Il venditore appone la firma sul contratto preliminare di compravendita

Sì, il contratto preliminare di vendita va registrato, e il termine è generalmente fissato a 30 giorni dalla sottoscrizione. L’imposta di registro dovuta è una somma fissa pari a 200 euro. Se il preliminare prevede una caparra confirmatoria o acconti, su quelle somme si applica anche un’imposta proporzionale dello 0,50%, che viene poi scomputata dall’imposta dovuta al momento del rogito definitivo.

 

In breve:  
  • La registrazione del preliminare di vendita va effettuata entro 30 giorni dalla firma, con una tassa fissa di 200 euro e un’imposta proporzionale dello 0,50% su caparra e acconti.

  • La responsabilità di rispettare la scadenza di 30 giorni spetta alle parti, se il preliminare è scritto privatamente, mentre è compito del notaio se redatto come atto pubblico.

  • La spesa totale di registrazione include imposta di registro, imposta proporzionale su caparra, e marche da bollo, con esempi pratici che evidenziano come calcolarle correttamente.

  • La registrazione tramite sistema telematico RAP web richiede attenzione nella compilazione di dettagli catastali e allegati, per evitare respingimenti o ritardi.

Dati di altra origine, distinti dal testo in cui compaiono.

PR #7064, opened 2026-08-25
🔨🤖 drop the dead cssUrl path from bespoke components

sophiamersmann:

A bespoke component's registry entry could name a stylesheet URL, which the mount chain would load into the shadow root before importing the module. We're not using it. Styles get inside the shadow root by a different route: `vite-plugin-css-position` inlines them into the ES module.

I am removing it now because I am about to add a `metadataUrl` to the same interface for the featured viz methods block.


marcelgerber (approved):
great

  • La trascrizione nei registri immobiliari, fondamentale per opponibilità, si può fare solo con preliminare notarile; un documento non trascritto comporta rischi di contestazioni e minore forza probatoria.

 

Indice

 

 

Checklist rapida per la registrazione del preliminare

 

Prima di muoversi verso l’Agenzia delle Entrate o il portale telematico, conviene avere tutto pronto sul tavolo. La registrazione del compromesso di vendita richiede pochi ma precisi documenti, e un solo dato mancante può far perdere giorni preziosi rispetto alla scadenza.

 

Chi presenta la domanda? Di norma una delle parti, il notaio (se il preliminare è redatto per atto pubblico) o un mediatore immobiliare abilitato. Se qualcuno agisce per conto di un’altra persona serve una delega scritta o una procura specifica.

 

Documenti necessari:

 

  • Il preliminare firmato da entrambe le parti, in originale o copia leggibile

  • Un documento d’identità valido dei firmatari

  • La visura catastale o gli identificativi catastali dell’immobile

  • Le ricevute dei versamenti già effettuati (caparra, acconti)

 

Passaggi da segnare in agenda:

 

  1. Calcolare la scadenza del termine previsto dalla legge, che in molti casi è di 30 giorni dalla data di firma

  2. Preparare gli importi da versare: imposta fissa, bollo, eventuale imposta proporzionale

  3. Scegliere tra invio telematico tramite RAP web o consegna diretta agli uffici territoriali per chi è esonerato dall’obbligo telematico

 

Tempi e scadenze: 20 vs 30 giorni, quale vale davvero

 

Qui nasce la confusione più frequente tra chi vende casa per la prima volta. Esistono due termini diversi nel sistema fiscale italiano, e capire quale si applica al proprio caso evita sanzioni inutili.

 

Il termine ordinario per la registrazione di molti atti privati è di 20 giorni. Il contratto preliminare di compravendita segue però la regola dell’art. 10 della Tariffa allegata al D.P.R. 26 aprile 1986 n. 131, che fissa un termine di 30 giorni dalla sottoscrizione. Questo vale sia per gli accordi tra privati sia, in generale, per quelli redatti con l’intervento di un notaio.

 

Facciamo un esempio concreto: se firmate il preliminare il 5 marzo 2026, la scadenza per la registrazione cade il 4 aprile 2026. Non contano i giorni festivi intermedi, conta solo il calendario civile.

 

Alcune fonti operative distinguono ulteriormente i casi applicativi: in determinate situazioni pratiche il termine di 20 giorni resta un riferimento residuale, ma per il preliminare di compravendita immobiliare il termine fisso di 30 giorni resta la regola che tutti gli operatori seguono.

 

Chi deve vigilare sulla scadenza?

 

  • Se il preliminare è per atto pubblico, l’adempimento tocca al notaio, che di solito lo gestisce nell’ambito della propria pratica.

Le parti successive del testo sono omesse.